Somebody put it on one of wbrz's talk show segments "Free Speech Friday" I didn't here it though, someone only told me about it...

----------


## tylerfk

I forgot to mention... 

After this cop gave me the ticket, and sent me on my way. I got back in my truck, and drove off with my finger in the air (to express my feelings about what just happened. I held up the bird for a good 2 minutes at a red light. The cop who just ticketed me was 2 cars behind me, and another cop was behind him.

When the light turned green, the second cop pulled me over... Here is that audio

Flipped off again.mp3

He was much more professional, yet entirely out of line! Needless to say, after detaining me for about 15 minutes, and talking to his captain, I was "let go" with no ticket...

He gave me his card instead...

----------


## MelissaWV

While I don't generally agree with finger-puppetry, the presence of mind to record oneself is a huge asset.  You came out on top overall.  I wanted to suggest that you look up some threads by Anti Federalist if you would like some additional reading on similar subjects.  He routinely posts police enounter issues, from the minor to the deadly.  I'm not sure what additional resources he may have on the subject in general.

Welcome to the forum

----------


## constituent

> I don't do hand gestures. that's for pirates. ninja's hide their rage.


ninjas?  rage?

----------


## constituent

> This happened the day before thanksgiving. (Wednesday)
> 
> That Sunday I posted my recording on a DSRL (a local motorcycle forum). To let my friends know what happened...
> 
> Word got out to the officer about the recording, and he turned himself in to Internal Affairs on Monday... lol
> 
> I called them to file a complaint on Tuesday, and they were already expecting my call...

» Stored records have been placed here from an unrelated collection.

PR #211, opened 2025-04-09
Add test plan for QUARKUS-5614

jedla97:
### Links

JIRA: https://issues.redhat.com/browse/QUARKUS-5614

Quarkus documentation: https://quarkus.io/guides/security-authorize-web-endpoints-reference

Extension/feature community status: supported

Test coverage: https://github.com/quarkus-qe/quarkus-test-suite/pull/2387

   - Logging
   - Tracing
   - Metrics
   - Security
   - OpenAPI
   - Data sources
   - Frontend
   - Qute

### DIFF
--- a/QUARKUS-5614
+++ b/QUARKUS-5614
@@ -1,0 +1,66 @@
+# QUARKUS-5614 Support `@PermissionsAllowed` defined on meta-annotation
+
+JIRA: https://issues.redhat.com/browse/QUARKUS-5614
+
+Support `@PermissionsAllowed` defined on meta-annotation
+
+Upstream PRs:
+- https://github.com/quarkusio/quarkus/pull/43241
+
+Upsteram issue:
+- https://github.com/quarkusio/quarkus/issues/39663
+
+Documentation:
+- https://quarkus.io/guides/security-authorize-web-endpoints-reference
+
+## Scope of testing
+Verify that `@PermissionsAllowed` works correctly when applied on a meta-annotation.
+These tests will cover various scenarios of meta-annotations defined on both methods and classes.
+Furthermore, the tests will validate the combined usage of directly applied `@PermissionsAllowed` annotations and those defined through meta-annotations on a single method, ensuring they operate together.
+Additionally, the direct application of `@PermissionsAllowed` on methods and classes will be tested, as this is currently not covered by QE.
+
+The tests will verify that `@PermissionsAllowed` works correctly when used with Quarkus REST (`quarkus-rest`).
+
+
+## Automated test development
+
+### Definition of roles and permissions
+
+The tests will use 4 roles (for 4 users) and 4 defined permission.
+Each role will be assigned a unique set of permissions.
+These roles will be defined in property file using Elytron security.
+The need for 4 roles and 4 permission is to validate multiple combination and definition.
+
+### Test cases
+- Both definition on meta-annotation and direct use of `@PermissionsAllowed` will have same cases, which should have same results.
+- These cases are:
+  - Two annotation on one method where each have one permission
+  - Two annotation on one method where one have one permission and second have multiple permission
+  - Two annotation on one method where one have one permission and second have multiple permission and defined inclusive (user role must have all permission)
+  - One annotation with multiple permission
+  - One annotation with multiple permission and defined inclusive
+  - Permission with definition of own permission class
+    - One annotation with multiple permission and custom permission class
+    - One annotation with multiple permission, custom permission class and defined inclusive
+  - Permission defined on class
+    - Method without defined permission will use permission defined on class
+    - Method without defined permission will use permission defined on class with defined inclusive
+    - Method override class permission by own definition
+- Testing direct use of `@PermissionsAllowed` and `@PermissionsAllowed` defined using meta-annotation together:
+  -  Two annotation on one method where:
+  - Direct usage have one permission and meta-annotation have multiple permission
+  - Direct usage have one permission and meta-annotation have multiple permission with defined inclusive
+  - Direct usage have multiple permissions and meta-annotation have one permission
+  - Direct usage have multiple permissions with defined inclusive and meta-annotation have one permission
+  - Permission inherited from definition in interface
+    - Direct usage have one permission and meta-annotation have multiple permission
+    - Direct usage have one permission and meta-annotation have multiple permission with defined inclusive
+
+
+### Impact on TS and resources
+The new module `security/permissions` will be added to QE TS.
+This module execution will take around 30 seconds for JVM mode and 3 minutes for native mode.
+For OpenShift the JVM mode will take around 8 minutes and native mode take 14 minutes.
+
+## Contacts
+- Tester: Jakub Jedlička <jjedlick@redhat.com>


QUARKUS-5614
```diff
@@ -0,0 +1,66 @@
...
+
+Upsteram issue:
+- https://github.com/quarkusio/quarkus/issues/39663
+
+Documentation:
+- https://quarkus.io/guides/security-authorize-web-endpoints-reference
+
+## Scope of testing
+Verify that `@PermissionsAllowed` works correctly when applied on a meta-annotation.
+These tests will cover various scenarios of meta-annotations defined on both methods and classes.
```
michalvavrik, line 18: I don't think meta-annotations can work on classes, have you tried it?

michalvavrik: https://quarkus.io/guides/security-authorize-web-endpoints-reference#permission-meta-annotation says method or class so it is ok, my bad

QUARKUS-5614
```diff
@@ -0,0 +1,66 @@
...
+
+### Test cases
+- Both definition on meta-annotation and direct use of `@PermissionsAllowed` will have same cases, which should have same results.
+- These cases are:
+  - Two annotation on one method where each have one permission
+  - Two annotation on one method where one have one permission and second have multiple permission
+  - Two annotation on one method where one have one permission and second have multiple permission and defined inclusive (user role must have all permission)
+  - One annotation with multiple permission
+  - One annotation with multiple permission and defined inclusive
+  - Permission inherted from definition in interface
```
michalvavrik, line 40: if you read https://quarkus.io/guides/security-authorize-web-endpoints-reference#endpoint-security-annotations-and-jakarta-rest-inheritance than you know that while historically some scenarios work (maybe we could say even many), inheritance from interface is not supported.

QUARKUS-5614
```diff
@@ -0,0 +1,66 @@
...
+    - Two annotation on one method where one have one permission and second have multiple permission
+    - One annotation with multiple permission and defined inclusive
+  - Permission with definition of own permission class
+    - One annotation with multiple permission and custom permission class
+    - One annotation with multiple permission, custom permission class and defined inclusive
+  - Permission defined on class
+    - Method inhert defined permission
```
michalvavrik, line 47: What does `inhert` mean? (same question for the line below)

QUARKUS-5614
```diff
@@ -0,0 +1,66 @@
...
+    - Method inhert defined permission with defined inclusive
+    - Method override class permission by own definition
+- Testing direct use of `@PermissionsAllowed` and `@PermissionsAllowed` defined using meta-annotation together:
+  -  Two annotation on one method where:
+    - Dirrect usage have one permission and meta-annotation have multiple permission
+    - Dirrect usage have one permission and meta-annotation have multiple permission with defined inclusive
+    - Dirrect usage have multiple permissions and meta-annotation have one permission
+    - Dirrect usage have multiple permissions with defined inclusive and meta-annotation have one permission
+  - Permission inherted from definition in interface
```
michalvavrik, line 56: same inheritance note as above

QUARKUS-5614
```diff
@@ -0,0 +1,66 @@
...
+    - Dirrect usage have one permission and meta-annotation have multiple permission
+    - Dirrect usage have one permission and meta-annotation have multiple permission with defined inclusive
+
+
+### Impact on TS and resources
+The new module `security/permissions` will be added to QE TS.
```
michalvavrik, line 62: Sadly impl. little differs between REST stacks (Quarkus REST, RESTEasy, WS Next), I am perfectly fine if you are going to test this only with Quarkus REST, but you should specify what you are going to test here.

QUARKUS-5614
michalvavrik: yeah and there is difference between annotations on endpoints and annotations on CDI beans that are not endpoints, again, I am fine if you are going to only test endpoints

michalvavrik (approved):
I left comments, some needs to addressed, some (like inheritance) you might have known but you only need to rephrase it so that we agree. LGTM anyway

fedinskiy (commented):
1. Is there logging/tracing of failed authorisations? If yes, it would be great to check it. If no, I suggest to create an issue for upstream. Monitoring such events can help with protection against attacks or investigate them.

2. There are numerous typos in the text, please fix them (most IDEs should have  natural languages processing plugins)

QUARKUS-5614
jedla97: Thanks I missed this one part of docs. I removed these usecases

QUARKUS-5614
jedla97: Added it to the scope of testing part

jedla97:
> Is there logging/tracing of failed authorisations? If yes, it would be great to check it. If no, I suggest to create an issue for upstream. Monitoring such events can help with protection against attacks or investigate them.

Will check it

> There are numerous typos in the text, please fix them (most IDEs should have natural languages processing plugins)

Should be fixed now

michalvavrik:
> > Is there logging/tracing of failed authorisations? If yes, it would be great to check it. If no, I suggest to create an issue for upstream. Monitoring such events can help with protection against attacks or investigate them.
> 
> Will check it

Depends on the failure. Quarkus throws forbidden exception. If you need more information you can use security events that contain information: which security check failed, security identity, routing context (so you have path etc.) and the exception raised. There is also https://github.com/quarkusio/quarkus/issues/37483 issue that in the end would improve logging, if it ever gets implemented.

michalvavrik:
> > > Is there logging/tracing of failed authorisations? If yes, it would be great to check it. If no, I suggest to create an issue for upstream. Monitoring such events can help with protection against attacks or investigate them.
> > 
> > 
> > Will check it
> 
> Depends on the failure. Quarkus throws forbidden exception. If you need more information you can use security events that contain information: which security check failed, security identity, routing context (so you have path etc.) and the exception raised. There is also [quarkusio/quarkus#37483](https://github.com/quarkusio/quarkus/issues/37483) issue that in the end would improve logging, if it ever gets implemented. And also, you can define custom exception mapper and catch the exception and log it, some users do that and than handle response themselves, but we do not recommend it with OIDC etc.

jedla97:
> Is there logging/tracing of failed authorisations? If yes, it would be great to check it. If no, I suggest to create an issue for upstream. Monitoring such events can help with protection against attacks or investigate them.

@fedinskiy I looked at + looked at sugestions above. From my POV I'm not exactly sure what to test. For tracing I can use micrometer and check if the request was captured (corect ethod, status and path)

For logging I can use `EventObserver` to capture `AuthorizationFailureEvent` and log them as user would do. And after that check the Quarkus logs

From my POV testing any of these solution seems little off topic as I nom sure what should be tested there.
For example I can capture

`@ObservesAsync AuthorizationFailureEvent` and from event log the security identity (user + permissions) and routing context.

But don't see much reason why this should be tested. Or did you have some different usecase in mind?

fedinskiy (approved):

jcarranzan (commented):
It should be a _.md_ file (extension file missing)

i don't know how to feel about that...

----------


## angelatc

> I don't see why you need to be a douchebag...


He wasn't the douche bag.....

----------


## evilfunnystuff

good luck in court tomorrow

----------


## tylerfk

> good luck in court tomorrow


Thanks, I will post an update ASAP.

----------


## DapperDan

Oh man the bird is totally worthy of pulling you over 

Imagine if you really had the gall to have been like "Oh I'm sorry, maybe you didn't understand me clearly....F*#& you."   haha only in a dream....

Good luck to you sir.

----------


## squarepusher

> If after we go to court and the charges get dropped, you bet I will...


make sure to emphasize , while you may have hurt the cops feelings, *he almost killed you* by pulling out in front of you.

----------


## tylerfk

> make sure to emphasize , while you may have hurt the cops feelings, *he almost killed you* by pulling out in front of you.


Yea, my lawyer is pretty confident we wont even see a judge...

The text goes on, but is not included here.